Lol has that's pretty ballsy of him


----------



## Rukia (Feb 28, 2012)

Lucy Liu has been cast to play Watson.


----------



## Taleran (Feb 28, 2012)

Parallax said:


> maybe he just wants to make the movies that he wants to make and money and success don't really sway him.



I really want to see Dragon Tattoo again because I feel that Fincher deliberately showcased the only element of the book he actually enjoyed (the relationship of the two main characters) and then left the rest of it in there to highlight how terrible and bland the rest of the books are.

I think the movie is partial satire of the source material a lot like Fight Club was.


----------



## Ennoea (Feb 28, 2012)

Don't like Johnny Lee Miller and while Lucy Liu is a decent actress, this sounds bad. Mentalist is torture enough.


----------



## Rukia (Feb 28, 2012)

I think Fincher did the best he could with the script he was given.  I have not read the book.  I do not know if the script is a good representation of the book.  But there were definitely some script related problems.  Fincher overcame those problems by nailing almost every other detail of the film.  And he ended up turning in one of the 10 best films of the year.

I don't know know what movie he will make next.  I just hope it isn't Cleopatra.


----------



## Ennoea (Feb 28, 2012)

The script's biggest problem was the relationship between Blomkvist and Lisbeth, but Fincher did the best he could with it. Not to mention Dat opening


----------



## αshɘs (Feb 28, 2012)




----------



## Vault (Feb 28, 2012)

So um guys, if someone asks what type of movies do you watch how do you answer that lol?


----------



## Parallax (Feb 28, 2012)

I say faggy artsy films


----------



## Whimsy (Feb 28, 2012)

Primarily porno


----------



## Stunna (Feb 28, 2012)

Any kind of if it's good?


----------



## Vault (Feb 28, 2012)

I said i watch everything really (genre wise), and she looked at me like  Then i ended just saying "i watch very good movies." 

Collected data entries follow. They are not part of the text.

Issue #1429, opened 2020-11-16
AccessViolationException when applying adaptive histogram to large images


nullpainter:
### Prerequisites

- [x] I have written a descriptive issue title
- [x] I have verified that I am running the latest version of ImageSharp
- [x] I have verified if the problem exist in both `DEBUG` and `RELEASE` mode
- [x] I have searched [open](https://github.com/SixLabors/ImageSharp/issues) and [closed](https://github.com/SixLabors/ImageSharp/issues?q=is%3Aissue+is%3Aclosed) issues to ensure it has not already been reported

### Description

When applying an adaptive histogram equalisation to a 21,969 x 9802px image, I receive the following:

```
Unhandled Exception: System.AccessViolationException: Attempted to read or write protected memory. This is often an indication that other memory is corrupt.
   at SixLabors.ImageSharp.Processing.Processors.Normalization.AdaptiveHistogramEqualizationProcessor`1.CdfTileData.RowIntervalOperation.Invoke(RowInterval& rows)
   at SixLabors.ImageSharp.Advanced.ParallelRowIterator.RowIntervalOperationWrapper`1.Invoke(Int32 i)
   at System.Threading.Tasks.Parallel.<>c__DisplayClass17_0`1.<ForWorker>b__1()
   at System.Threading.Tasks.Task.InnerInvokeWithArg(Task childTask)
   at System.Threading.Tasks.Task.<>c__DisplayClass176_0.<ExecuteSelfReplicating>b__0(Object <p0>)
   at System.Threading.Tasks.Task.Execute()
   at System.Threading.ExecutionContext.RunInternal(ExecutionContext executionContext, ContextCallback callback, Object state, Boolean preserveSyncCtx)
   at System.Threading.ExecutionContext.Run(ExecutionContext executionContext, ContextCallback callback, Object state, Boolean preserveSyncCtx)
   at System.Threading.Tasks.Task.ExecuteWithThreadLocal(Task& currentTaskSlot)
   at System.Threading.Tasks.Task.ExecuteEntry(Boolean bPreventDoubleExecution)
   at System.Threading.ThreadPoolWorkQueue.Dispatch()
```

### Steps to Reproduce
This can be easily replicated using the following code, which fails fast:

```c#
using var image = new Image<Rgba32>(20000, 10000);
image.Mutate(c => c.HistogramEqualization(new HistogramEqualizationOptions
{
    Method = HistogramEqualizationMethod.AdaptiveTileInterpolation, 
[...]

PR #1431, opened 2020-11-16
Use GetPixelRowSpan to access pixel data in Histogram equalization

brianpopow:
### Prerequisites

### Description

This PR changes the histogram equalization to use GetPixelRowSpan to access pixel data to fix an Access Violation issue for very large images reported in #1429.

### DIFF
--- a/src/ImageSharp/Processing/Processors/Normalization/AdaptiveHistogramEqualizationProcessor{TPixel}.cs
+++ b/src/ImageSharp/Processing/Processors/Normalization/AdaptiveHistogramEqualizationProcessor{TPixel}.cs
@@ -145,9 +145,9 @@ namespace SixLabors.ImageSharp.Processing.Processors.Normalization
                 Span<TPixel> rowSpan = source.GetPixelRowSpan(dy);
                 for (int dx = xStart; dx < xEnd; dx++)
                 {
-                    TPixel pixel = rowSpan[dx];
+                    ref TPixel pixel = ref rowSpan[dx];
                     float luminanceEqualized = cdfData.RemapGreyValue(cdfX, cdfY, GetLuminance(pixel, luminanceLevels));
-                    rowSpan[dx].FromVector4(new Vector4(luminanceEqualized, luminanceEqualized, luminanceEqualized, pixel.ToVector4().W));
+                    pixel.FromVector4(new Vector4(luminanceEqualized, luminanceEqualized, luminanceEqualized, pixel.ToVector4().W));
                 }
             }
         }
@@ -191,9 +191,9 @@ namespace SixLabors.ImageSharp.Processing.Processors.Normalization
                     Span<TPixel> rowSpan = source.GetPixelRowSpan(dy);
                     for (int dx = xStart; dx < xEnd; dx++)
                     {
-                        TPixel pixel = rowSpan[dx];
+                        ref TPixel pixel = ref rowSpan[dx];
                         float luminanceEqualized = InterpolateBetweenTwoTiles(pixel, cdfData, cdfX, cdfY, cdfX, cdfY + 1, tileY, tileHeight, luminanceLevels);
-                        rowSpan[dx].FromVector4(new Vector4(luminanceEqualized, luminanceEqualized, luminanceEqualized, pixel.ToVector4().W));
+                        pixel.FromVector4(new Vector4(luminanceEqualized, luminanceEqualized, luminanceEqualized, pixel.ToVector4().W));
                     }
 
                     tileY++;
@@ -243,9 +243,9 @@ namespace SixLabors.ImageSharp.Processing.Processors.Normalization
                     int xLimit = Math.Min(x + tileWidth, sourceWidth - 1);
                     for (int dx = x; dx < xLimit; dx++)
                     {
-                        TPixel pixel = rowSpan[dx];
+                        ref TPixel pixel = ref rowSpan[dx];
                         float luminanceEqualized = InterpolateBetweenTwoTiles(pixel, cdfData, cdfX, cdfY, cdfX + 1, cdfY, tileX, tileWidth, luminanceLevels);
-                        rowSpan[dx].FromVector4(new Vector4(luminanceEqualized, luminanceEqualized, luminanceEqualized, pixel.ToVector4().W));
+                        pixel.FromVector4(new Vector4(luminanceEqualized, luminanceEqualized, luminanceEqualized, pixel.ToVector4().W));
                         tileX++;
                     }
                 }
@@ -423,7 +423,7 @@ namespace SixLabors.ImageSharp.Processing.Processors.Normalization
                             int tileX = 0;
                             for (int dx = x; dx < xEnd; dx++)
                             {
-                                TPixel pixel = rowSpan[dx];
+                                ref TPixel pixel = ref rowSpan[dx];
                                 float luminanceEqualized = InterpolateBetweenFourTiles(
                                     pixel,
                                     this.cdfData,
@@ -437,7 +437,7 @@ namespace SixLabors.ImageSharp.Processing.Processors.Normalization
                                     this.tileHeight,
                                     this.luminanceLevels);
 
-                                rowSpan[dx].FromVector4(new Vector4(luminanceEqualized, luminanceEqualized, luminanceEqualized, pixel.ToVector4().W));
+                                pixel.FromVector4(new Vector4(luminanceEqualized, luminanceEqualized, luminanceEqualized, pixel.ToVector4().W));
                                 tileX++;
                             }
 
--- a/src/ImageSharp/Processing/Processors/Normalization/AdaptiveHistogramEqualizationProcessor{TPixel}.cs
+++ b/src/ImageSharp/Processing/Processors/Normalization/AdaptiveHistogramEqualizationProcessor{TPixel}.cs
@@ -86,42 +86,39 @@ namespace SixLabors.ImageSharp.Processing.Processors.Normalization
                     new Rectangle(0, 0, sourceWidth, tileYStartPositions.Count),
                     in operation);
 
-                ref TPixel pixelsBase = ref source.GetPixelReference(0, 0);
-
                 // Fix left column
-                ProcessBorderColumn(ref pixelsBase, cdfData, 0, sourceWidth, sourceHeight, this.Tiles, tileHeight, xStart: 0, xEnd: halfTileWidth, luminanceLevels);
+                ProcessBorderColumn(source, cdfData, 0, sourceHeight, this.Tiles, tileHeight, xStart: 0, xEnd: halfTileWidth, luminanceLevels);
 
                 // Fix right column
                 int rightBorderStartX = ((this.Tiles - 1) * tileWidth) + halfTileWidth;
-                ProcessBorderColumn(ref pixelsBase, cdfData, this.Tiles - 1, sourceWidth, sourceHeight, this.Tiles, tileHeight, xStart: rightBorderStartX, xEnd: sourceWidth, luminanceLevels);
+                ProcessBorderColumn(source, cdfData, this.Tiles - 1, sourceHeight, this.Tiles, tileHeight, xStart: rightBorderStartX, xEnd: sourceWidth, luminanceLevels);
 
                 // Fix top row
-                ProcessBorderRow(ref pixelsBase, cdfData, 0, sourceWidth, this.Tiles, tileWidth, yStart: 0, yEnd: halfTileHeight, luminanceLevels);
+                ProcessBorderRow(source, cdfData, 0, sourceWidth, this.Tiles, tileWidth, yStart: 0, yEnd: halfTileHeight, luminanceLevels);
 
                 // Fix bottom row
                 int bottomBorderStartY = ((this.Tiles - 1) * tileHeight) + halfTileHeight;
-                ProcessBorderRow(ref pixelsBase, cdfData, this.Tiles - 1, sourceWidth, this.Tiles, tileWidth, yStart: bottomBorderStartY, yEnd: sourceHeight, luminanceLevels);
+                ProcessBorderRow(source, cdfData, this.Tiles - 1, sourceWidth, this.Tiles, tileWidth, yStart: bottomBorderStartY, yEnd: sourceHeight, luminanceLevels);
 
                 // Left top corner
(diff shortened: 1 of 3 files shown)


src/ImageSharp/Processing/Processors/Normalization/GlobalHistogramEqualizationProcessor{TPixel}.cs
```diff
@@ -165,18 +165,18 @@ public void Invoke(int y)
...
-                ref TPixel pixelBase = ref MemoryMarshal.GetReference(this.source.GetPixelRowSpan(y));
+                Span<TPixel> pixelRow = this.source.GetPixelRowSpan(y);
                 int levels = this.luminanceLevels;
                 float noOfPixelsMinusCdfMin = this.numberOfPixelsMinusCdfMin;
 
                 for (int x = 0; x < this.bounds.Width; x++)
                 {
                     // TODO: We should bulk convert here.
-                    ref TPixel pixel = ref Unsafe.Add(ref pixelBase, x);
+                    TPixel pixel = pixelRow[x];
```
JimBobSquarePants, line 175: You can still use `ref` here and avoid the double access.

src/ImageSharp/Processing/Processors/Normalization/AdaptiveHistogramEqualizationProcessor{TPixel}.cs
```diff
@@ -146,23 +142,22 @@ protected override void OnFrameApply(ImageFrame<TPixel> source)
         {
             for (int dy = yStart; dy < yEnd; dy++)
             {
-                int dyOffSet = dy * sourceWidth;
```
JimBobSquarePants, line 149: It seems to me like `int dyOffSet = dy * sourceWidth;` (_and the same below_) were the actual source of the issue and we could have mitigated the issue with rows whilekeeping `Unsafe.Add`.

I'd like to see a before/after benchmark if possible.

antonfirsov: > while keeping Unsafe.Add

Do we really want it? What I meant in https://github.com/SixLabors/ImageSharp/issues/1429#issuecomment-727931317 is a policy against `Unsafe.*` regardless of whether it can be justified in a particular use-case.

These processors are the spice in the library, it's not the core functionality where we really need the 1-2 extra percents got by micro-optimization. I'd rather go low-risk here. It's much better to get `IndexOutOfRangException` than an access violation which is a security-critical bug.

JimBobSquarePants: I'd like to see benchmarks before I make a decision.

brianpopow:
after the changes of this PR:

```
BenchmarkDotNet=v0.12.1, OS=Windows 10.0.19041.630 (2004/?/20H1)
.NET Core SDK=5.0.100
  [Host]     : .NET Core 3.1.9 (CoreCLR 4.700.20.47201, CoreFX 4.700.20.47203), X64 RyuJIT
  Job-ZJWYUQ : .NET Framework 4.8 (4.8.4250.0), X64 RyuJIT
  Job-PDUVYP : .NET Core 2.1.23 (CoreCLR 4.6.29321.03, CoreFX 4.6.29321.01), X64 RyuJIT
  Job-ZXDATS : .NET Core 3.1.9 (CoreCLR 4.700.20.47201, CoreFX 4.700.20.47203), X64 RyuJIT

|                                               Method |        Job |       Runtime |      Mean |     Error |    StdDev | Gen 0 | Gen 1 | Gen 2 | Allocated |
|----------------------------------------------------- |----------- |-------------- |----------:|----------:|----------:|------:|------:|------:|----------:|
|                      'Global Histogram Equalization' | Job-YJFVOZ |    .NET 4.7.2 |  2.992 ms | 0.5856 ms | 0.0321 ms |     - |     - |     - |   5.22 KB |
| 'AdaptiveHistogramEqualization (Tile interpolation)' | Job-YJFVOZ |    .NET 4.7.2 | 38.121 ms | 2.7466 ms | 0.1505 ms |     - |     - |     - |   6.77 KB |
|                      'Global Histogram Equalization' | Job-RDLXEE | .NET Core 2.1 |  2.299 ms | 0.6028 ms | 0.0330 ms |     - |     - |     - |   5.15 KB |
| 'AdaptiveHistogramEqualization (Tile interpolation)' | Job-RDLXEE | .NET Core 2.1 | 18.264 ms | 2.2435 ms | 0.1230 ms |     - |     - |     - |   5.95 KB |
|                      'Global Histogram Equalization' | Job-VSRZSV | .NET Core 3.1 |  2.268 ms | 1.1815 ms | 0.0648 ms |     - |     - |     - |    6.9 KB |
| 'AdaptiveHistogramEqualization (Tile interpolation)' | Job-VSRZSV | .NET Core 3.1 | 15.433 ms | 1.9711 ms | 0.1080 ms |     - |     - |     - |   5.95 KB |
```

before that:

```
|                                               Method |        Job |       Runtime |      Mean |     Error |    StdDev | Gen 0 | Gen 1 | Gen 2 | Allocated |
|----------------------------------------------------- |----------- |-------------- |----------:|----------:|----------:|------:|------:|------:|----------:|
|                      'Global Histogram Equalization' | Job-XFMRZJ |    .NET 4.7.2 |  3.061 ms | 1.3141 ms | 0.0720 ms |     - |     - |     - |   5.16 KB |
| 'AdaptiveHistogramEqualization (Tile interpolation)' | Job-XFMRZJ |    .NET 4.7.2 | 48.401 ms | 6.5210 ms | 0.3574 ms |     - |     - |     - |    8.8 KB |
|                      'Global Histogram Equalization' | Job-WTJMNW | .NET Core 2.1 |  2.315 ms | 0.9744 ms | 0.0534 ms |     - |     - |     - |   5.13 KB |
| 'AdaptiveHistogramEqualization (Tile interpolation)' | Job-WTJMNW | .NET Core 2.1 | 37.697 ms | 2.5760 ms | 0.1412 ms |     - |     - |     - |   5.95 KB |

It's such a difficult question thinking about it.


----------



## Vault (Feb 28, 2012)

Just bought Drive and Tinker Tailor on Blu-ray, happy with the investment.


----------



## Rukia (Feb 28, 2012)

Parallax.  Saturday at Wondercon may feature exclusive Prometheus footage.


----------



## Ennoea (Feb 28, 2012)

> I said i watch everything really (genre wise), and she looked at me like



I make an effort of never mentioning films to girls, other than Chick flicks they really are narrow minded.


----------



## Ennoea (Feb 28, 2012)

> Parallax. Saturday at Wondercon may feature exclusive Prometheus footage.

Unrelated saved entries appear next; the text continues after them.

PR #1439, opened 2020-11-24
Add cache for Nuget packages

AlexNDRmac:
### Prerequisites

### Description

- Added cache action for Nuget packages for speedup Nuget restore before each CI builds

### DIFF
--- a/.github/workflows/build-and-test.yml
+++ b/.github/workflows/build-and-test.yml
@@ -56,6 +56,14 @@ jobs:
                   git fetch --prune --unshallow
                   git submodule -q update --init --recursive
 
+            - name: Setup nuget cache
+              uses: actions/cache@v2
+              id: nuget-cache
+              with:
+                  path: ~/.nuget
+                  key: ${{ runner.os }}-nuget-${{ hashFiles('**/ImageSharp*.csproj') }}
+                  restore-keys: ${{ runner.os }}-nuget-
+
             - name: Build
               shell: pwsh
               run: ./ci-build.ps1 "${{matrix.options.framework}}"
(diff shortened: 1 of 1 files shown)


AlexNDRmac:
@antonfirsov current summary restoring time for all projects is about ~1 minutes. With cache (next time, when you will build with enabled cache action) summary restore time should be ~5-10 seconds.
I guess, you can compare build time for each OS by triggering build action again.
Cache key based on all files in repository with .csproj extension, so any changes with packages will be change hash of cache kay.

.github/workflows/build-and-test.yml
```diff
@@ -56,6 +56,14 @@ jobs:
                   git fetch --prune --unshallow
                   git submodule -q update --init --recursive
 
+            - name: Setup nuget cache
+              uses: actions/cache@v2
+              id: nuget-cache
+              with:
+                  path: ~/.nuget
+                  key: ${{ runner.os }}-nuget-${{ hashFiles('**/ImageSharp*.csproj') }}
```
tocsoft, line 64: you will need to add the `*.props`/`*.targets` too as we define most of our package versions in those shared locations i.e. https://github.com/SixLabors/ImageSharp/blob/0e0dc2ae9cafcdf5bde9d185919cf073ddf4f186/Directory.Build.targets#L19-L37

tocsoft (changes requested):
haven't captured all the files that could end up changing the packages

.github/workflows/build-and-test.yml
AlexNDRmac: Thanks. Added with next commit.

JimBobSquarePants (approved):
Ok. Looks like everything is covered here now. Let's give it a whirl!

I'm betting it'll be a tease fest.


----------



## Violent by Design (Feb 28, 2012)

Girls have terrible film recommendations (no offense Jena).


----------



## Vault (Feb 28, 2012)

Ennoea said:


> I make an effort of never mentioning films to girls, other than Chick flicks they really are narrow minded.



She watched comedies and horrors. I said "I hate comedies!" straight away, thinking back that wasn't such a good move was it.  I have tried making an effort lying about the types of movies i like before  It's really difficult.


----------



## Ennoea (Feb 28, 2012)

Vault stop trying to find your film soul mate

Just accept it, she'll never like film like you do, unless she's alot older or an art student.


----------



## Violent by Design (Feb 28, 2012)

How can you like every genre but hate comedies?


----------



## Vault (Feb 28, 2012)

Never! I shall keep on trying  

Art student ay?  You might be on to something here mate. 

@VBD 

Comedy films are very pedestrian, the only good ones i can think of are Strangelove, The Other guys, Rushmore and There is something about Mary. The rest i dont like at all. However me saying that, television comedies are so much superior Blackadder, Only Fools, Monty Python etc i can go on.

Edit 

Add Shaun of the dead and Hot Fuzz there


----------



## Ennoea (Feb 28, 2012)

What about Anchorman, the greatest comedy film of the last 30 years?


----------



## Vault (Feb 28, 2012)

I didnt like it that much :/


----------



## Violent by Design (Feb 28, 2012)

I don't think talking to a girl in art school is going to make much of a difference. Chances are they will not have taste that is much better than a normal girl. They might like movies like Juno and stuff, but they're still going to mention a lot of bad movies and probably won't be well cultured in theater. 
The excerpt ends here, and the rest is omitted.